Phil and I were greeted by Brian and Barry as they emerged from the 12.00 noon Pilgrims Mass. They had witnessed the star event in Santiago, the lighting of the giant thurible which we had expected yesterday at our own Pilgrims Mass. Being Ascension Thursday we expected fireworks, literally, but got none.

But we were in for a surprise. Today was the feast of St. John of Avila, better known to us as St. John of the Cross who is the patron saint of priests, in Spain at least. We decided to attend the 1.00pm Mass and were treated to two bishops and somewhere between one and two hundred priests, and wonderful singing. Happy memories of my days in the Monastery flooded back to the echoes of Gregorian chant. As the Botafumeiro flew over our heads we just hoped the lad on the rope wasn’t having a bad day.

Day 8 Santiago – Pilgrims Mass – Thursday 9th May 2013
 
 

Did I say our lodgings were damp on our first night in Santiago?

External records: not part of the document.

PR #2808, opened 2020-05-05
Placeholder names set by environment variables are case sensitive.

radzimir:
We use uppercase placeholders like ${TABLESPACE} set in flyway.conf as
flyway.placeholders.TABLESPACE=USERS

then I'v tried to set 

export FLYWAY_PLACEHOLDERS_TABLESPACE=USERS

but it hasn't worked because substring after FLYWAY_PLACEHOLDERS_ was lowercased.

This pull request makes setting uppercased placeholders possible, but could potencially breake some projects that set it as uppercase but use as lovercase.

So I'm not sure if my fix is correct one.

Alternativ, case-insensitivity could be added while using placeholders, then it would be irrelevant how we set them.

### DIFF
--- a/flyway-core/src/main/java/org/flywaydb/core/internal/configuration/ConfigUtils.java
+++ b/flyway-core/src/main/java/org/flywaydb/core/internal/configuration/ConfigUtils.java
@@ -113,7 +113,7 @@ public class ConfigUtils {
             String convertedKey = convertKey(entry.getKey());
             if (convertedKey != null) {
                 // Known environment variable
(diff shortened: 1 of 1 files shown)


MikielAgutu:
Good spot. You're right this is going to be a breaking change. We can consider it for version 7.

MikielAgutu:
@radzimir Could you sign the CLA?

radzimir:
> Could you sign the CLA?

Sorry, I made a commit with wrong email adress and can not singn CLA. I need to redo it again with a correct one.

radzimir:
I must do pull request again in correct way.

As usual we were up early and packed by 8.00 am and we moved to more expensive but vastly superior accommodation in the Hotel de Aliaga on Rua Aliaga Arriba, about five minutes from the Cathedral.

Taking no chances, Phil and I took our places in the Cathdedral at 10.30 for the 12.00 noon Pilgrims Mass. We were hoping to see the giant thurible, the Botafumeiro in action. Despite it being Ascension Thursday, sadly we did not.  I enjoyed the serenity of the Cathedral, other than the rock band warming up outside in the Cathedral Square during the Mass.

But it was cold, very cold inside. So much that when we repaired to a café I added an amaretto to it on purely medicinal grounds.
 


Barry, Josephine and Joe in the picture, and myself (taking the picture) decided to go on a tour of the Museum and the Cathedral. It was money very well spent. Later on, we were about to embark on a roof top tour of the Cathedral when the rock band struck up again and we could not hear ourselves. The apologetic guides returned our ticket prices. It seemed they enjoyed the noise even less than we did.
 


View from the cloister. We were impressed by the Cathedral. So much so we shelved the idea of spending the next day in A Coruna in favour of exploring further the delights of Santiago and its many churches.